Software needs to serve our needs, not define our practice
Too often, the fundraising software we use isn’t flexible enough to accommodate different titles and more than one donor name in a record. (To be fair, a number of good systems DO make this possible.)
But if your organization is small or new and struggling to manage data, you might be stuck with a clunkier donor management system.
Every system needs to make it easy to track and add names and titles.
Let’s not make assumptions based on our preferences, instead of the donor’s.
Some people are perfectly happy being Mr. and Mrs. Some, like me, are emphatically not.
Some donors give only as a couple. Many make individual gifts and wish to be acknowledged that way.
Two people at the same address may be roommates – or a couple.
The only way to find out is to ask.
Ask on your forms. When you send a thank you letter, ask if the donor is being addressed properly. Call a donor to say thank you and ask how they prefer to be addressed.
Time-consuming? Yes, absolutely. But if you do a few a day, and keep your data updated properly, you’ll make progress. And if you offer donors opportunities to correct you, they’ll help keep things straightened out.
Here’s one more situation to think about: former employees. Your data entry rules shouldn’t be so unbending that they don’t accommodate this, too. If someone worked for your organization, addressing them formally adds a distance to your relationship that you don’t want. Ask them.
How you address someone – in person or in writing – says a lot about how much you respect them.

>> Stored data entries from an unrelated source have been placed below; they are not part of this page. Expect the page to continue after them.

PR #3710, opened 2025-07-09
Refactor pretranslation to support gettext plurals

### LINKED ISSUE #3694: Re-enable pretranslation for multi-variant gettext messages
In #3635, the representation of gettext plural messages changes to use a single message with MF2 syntax. This needs to be accounted for also for pretranslation, which currently special-cases Fluent messages with multiple variants and/or attributes.

The cleanest way of applying the change would be to also refactor the Fluent processing to use the `moz.l10n` message representation rather than the Fluent AST.

eemeli:
Fixes #3694

As it doesn't really make sense to maintain two parallel implementations for different formats, the preceding Fluent AST transformer is replaced with a moz.l10n based approach. This also fixes a few corner-case bugs that I noticed during the work; will comment inline on those, and other differences.


pontoon/pretranslation/pretranslate.py
```diff
@@ -1,130 +1,257 @@
...
 
-    :arg Entity entity: the Entity object
-    :arg Locale locale: the Locale object
-    :arg boolean preserve_placeables
-
-    :returns: None, or a tuple consisting of:
+    :returns: A tuple consisting of:
         - a pretranslation of the entity
-        - a user (representing TM or GT service)
+        - a pretranslation service identifier, either "gt" or "tm"
```
eemeli, line 43: Previously we were re-fetching the user data for every single pretranslation. We only need to get that info once, in the calling code.

pontoon/pretranslation/pretranslate.py
```diff
@@ -1,130 +1,257 @@
...
+
+    def pattern(self, pattern: Pattern) -> Pattern:
+        # First try to get a 100% match from Translation Memory
+        tm_source = (
+            "".join(
+                el.value
+                if isinstance(el, FTL.TextElement)
+                else serialize_expression(el)
+                for el in fluent_astify_message(PatternMessage(pattern)).elements
+            )
```
eemeli, line 144: This smells like a use case for `moz.l10n.message.serialize_message` to support Fluent pattern serialization, which it doesn't yet.

pontoon/pretranslation/pretranslate.py
```diff
@@ -1,130 +1,257 @@
...
-    # Fetch from Google Translate
-    elif locale.google_translate_code:
-        gt_response = get_google_translate_data(
-            text=source, locale=locale, preserve_placeables=preserve_placeables
+        if not tm_source or tm_source.isspace():
+            return pattern
+        tm_q100 = list(
+            TranslationMemoryEntry.objects.filter(
+                locale=self.locale, source=tm_source
+            ).values_list("target", flat=True)
```
eemeli, line 153: As we're only interested in 100% matches, this is much more straightforward than looking for strings that have an edit distance of 0.

pontoon/pretranslation/pretranslate.py
```diff
@@ -1,130 +1,257 @@
...
         )
-        if gt_response["status"]:
-            return gt_response["translation"], "gt"
+        if tm_q100:
+            tm_best = max(set(tm_q100), key=tm_q100.count)
+            self.services.append("tm")
+            if self.format == Format.fluent:
+                te = fluent_parse_entry(f"key = {tm_best}\n")
+                assert isinstance(te.value, PatternMessage)
+                return te.value.pattern
```
eemeli, line 161: This feels a bit hacky as well, and probably should be supported by moz.l10n.

pontoon/pretranslation/tasks.py
```diff
@@ -126,34 +128,37 @@ def pretranslate(project: Project, paths: set[str] | None):
...
-                    pretranslated=True,
-                    active=True,
-                )
+                try:
+                    pretranslation = get_pretranslation(
+                        entity, locale, preserve_placeables=True
+                    )
+                except ValueError as e:
+                    log.info(f"Pretranslation error: {e}")
+                    continue
```
eemeli, line 137: Previously, we weren't accounting for `get_translations` failing when it's called with `preserve_placeables=True`.

pontoon/pretranslation/tests/test_pretranslate.py
```diff
@@ -108,32 +106,31 @@ def test_get_pretranslations_fluent_simple(
...
     }
 
-    fluent_string = 'hello-world = { "" }'
+    fluent_string = 'hello-world = { "" }\n'
     fluent_entity = EntityFactory(resource=fluent_resource, string=fluent_string)
-    pretranslated_string = "hello-world = gt_translation\n"
 
     response = get_pretranslation(fluent_entity, google_translate_locale)
-    assert response == (pretranslated_string, gt_user)
+    assert response == (fluent_string, "tm")
```
eemeli, line 127: The source `{ "" }` is now correctly parsed as not containing any literal text, and therefore isn't passed to Google Translate.

pontoon/pretranslation/tests/test_pretranslate.py
```diff
@@ -154,21 +151,21 @@ def test_get_pretranslations_fluent_accesskeys_no_attribute_source(
         """
         title =
             .foo = gt_translation
-            .accesskey = gt_translation
+            .accesskey = B
```
eemeli, line 154: Accesskeys should never go through machine translation, and so this is left untouched as the message does not have a value or attribute from which we can look up what this is an accesskey of.

pontoon/pretranslation/tests/test_pretranslate.py
```diff
@@ -377,33 +374,33 @@ def test_get_pretranslations_fluent_accesskeys_prefixed_label_attribute(
...
-        "translation": "{ brand } gt_translation",
+        "translation": "{ $0 } gt_translation",
     }
 
     expected = dedent(
         """
-        title = { brand } gt_translation
-            .label = { brand } gt_translation
+        title = {$0} gt_translation
+            .label = { $brand } gt_translation
```
eemeli, line 408: The `title` value here is hacky, but demonstrates that a Google Translate response that includes an unexpected `{$0}` does not cause a failure, just odd output. For the `.label` it's expected, and therefore replaced with the correct placeholder.

pontoon/pretranslation/tests/test_pretranslate.py
```diff
@@ -622,8 +617,8 @@ def test_get_pretranslations_fluent_multiline(
     # 100% TM match exists
     tm = TranslationMemoryFactory.create(
         entity=entity_b,
-        source="Multi Line Message",
-        target="TM: Multi Line Message",
+        source="Multi\nLine\nMessage",
+        target="TM: Multi\nLine\nMessage",
```
eemeli, line 626: In actual use, we do have multiline values in the translation memory, and that's why we need separate `tm_source` and `gt_source` values in `Pretranslate.pattern()`.

Previously, values with newlines were never matched to translation memory entries.

pontoon/pretranslation/tests/test_pretranslate.py
```diff
@@ -735,38 +730,77 @@ def test_get_pretranslations_fluent_complex(
...
     response = get_pretranslation(fluent_entity, google_translate_locale)
-    assert response == (pretranslated_string, tm_user)
+    assert response == (pretranslated_string, "tm")
+
+
+@patch("pontoon.pretranslation.pretranslate.get_google_translate_data")
+@pytest.mark.django_db
+def test_get_pretranslations_fluent_placeholders(
+    gt_mock, fluent_resource, google_translate_locale
+):
```
eemeli, line 745: This test is the only one of the `test_transformer.py` tests that doesn't replicate other tests already in this file.

pontoon/pretranslation/tests/test_pretranslate.py
```diff
@@ -735,38 +730,77 @@ def test_get_pretranslations_fluent_complex(
...
     # - Move any text outside selectors into selector variants.
     # - Keep leading/trailing whitespace outside selector variants.
     TranslationMemoryFactory.create(
         entity=entity_a,
-        source="{ $key_count } key",
-        target="TM: { $key_count } key",
+        source="{ $key_count } key and { $lock_count } lock",
+        target="TM: { $key_count } key and { $lock_count } lock",
         locale=google_translate_locale,
     )
```
eemeli, line 795: The previous pretranslation behaviour did not match what's actually in the translation memory; switching to complete patterns will allow some of them to actually match.

pontoon/pretranslation/tests/test_pretranslate.py
mathjazz: > Accesskeys should never go through machine translation

You mean in this particular case (when the message has no value or required attributes), right?

pontoon/pretranslation/tests/test_pretranslate.py
```diff
@@ -377,33 +374,33 @@ def test_get_pretranslations_fluent_accesskeys_prefixed_label_attribute(
...
+    assert response == (pretranslated_string, "gt")
 
 
 @patch("pontoon.pretranslation.pretranslate.get_google_translate_data")
 @pytest.mark.django_db
 def test_get_pretranslations_fluent_accesskeys_ignore_placeables(
-    gt_mock, fluent_resource, google_translate_locale, gt_user
+    gt_mock, fluent_resource, google_translate_locale
 ):
     # Ignore placeables whene generating accesskeys
```
mathjazz:
```suggestion
    # Ignore placeables when generating accesskeys
```

pontoon/pretranslation/tests/test_pretranslate.py
mathjazz: Add that as a test comment, please?

pontoon/pretranslation/tests/test_pretranslate.py
mathjazz: Please add a short comment like we do for other tests.

pontoon/pretranslation/pretranslate.py
mathjazz: File a boog?

pontoon/pretranslation/pretranslate.py
mathjazz: Should file a bug, too.

eemeli: https://github.com/mozilla/moz-l10n/issues/92

pontoon/pretranslation/pretranslate.py
eemeli: https://github.com/mozilla/moz-l10n/issues/92

pontoon/pretranslation/tests/test_pretranslate.py
eemeli: No; in general. The accesskey is effectively a derived property of the label it's for, and machine-translating a single letter will not take that into account at all.

pontoon/pretranslation/tests/test_pretranslate.py
```diff
@@ -377,33 +374,33 @@ def test_get_pretranslations_fluent_accesskeys_prefixed_label_attribute(
...
     )
     fluent_entity = EntityFactory(resource=fluent_resource, string=input_string)
 
     gt_mock.return_value = {
         "status": True,
-        "translation": "{ brand } gt_translation",
+        "translation": "{ $0 } gt_translation",
     }
 
     expected = dedent(
```
eemeli, line 405:
```suggestion
    # The `title` value here is hacky, but demonstrates that
    # a Google Translate response that includes an unexpected `{$0}`
    # does not cause a failure, just odd output.
    # For the `.label` it's expected,
    # and therefore replaced with the correct placeholder.
    expected = dedent(
```

pontoon/pretranslation/tests/test_pretranslate.py
eemeli:
```suggestion
def test_get_pretranslations_fluent_placeholders(
    gt_mock, fluent_resource, google_translate_locale
):
    # Tests for various Fluent placeholders.
    # - Placeholders are replaced by {$0}, {$1}, ... when passing to Google Translate.
    # - Original placeholders are retained in final result.
```

pontoon/pretranslation/tests/test_pretranslate.py
mathjazz: Ah, sorry - pretranslation / machine translation confusion on my end.

mathjazz (approved):
Thanks - tested again on stage and it looks fine.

Donors who feel seen and known will also feel more connected to your organization. That’s what you want, isn’t it?
Mark Freeman says
Thanks Mary
This is so important and often overlooked. It is also important to get accents on names correct. It had never really seemed important to me, but a trustee recently thanked me for always using the correct accent when sending her emails and info. Her words were that this was incredibly important to her and that so many people didn’t bother as they did not know how to do it, I had done it without realising because I felt it was important but thinking it would probably not be noticed, I was wrong and it is now something I am more aware of.
Mark
Mary Cahalane says
Yes! What seems inconsequential to someone else – like proper spelling, accents, etc. – really matters when it’s your name. And to be fair, too many donor management systems are stuck in the 50s on this one. Assuming a couple is married. Assuming a married couple shares a name, assuming a married couple is composed of a man and a woman… We need better guidance on names and titles in the 20s, and more flexible systems that allow for the variety.
Oh, Mary, don’t get me started on the limitations of CRMs. How about being able to have different name listings for different gifts? Most CRMs don’t even have a dedicated recognition listing field, let alone for every gift. I’ve had donors who would flip their first names every year. If a CRM has such a field, it’s usually an addressee-type that’s on the main record, not on the gift. They assume the donor listing will stay the same forever.
Oh, Dawn, you and I have been fighting that fight for decades together! Yes, it’s just nuts. One field for searching/sorting maybe, and another for salutations, addresses, recognition? That might make sense. And the ones that have limited, canned titles!
Thank you for reading, my dear friend. Someday, we’ll all sort this out!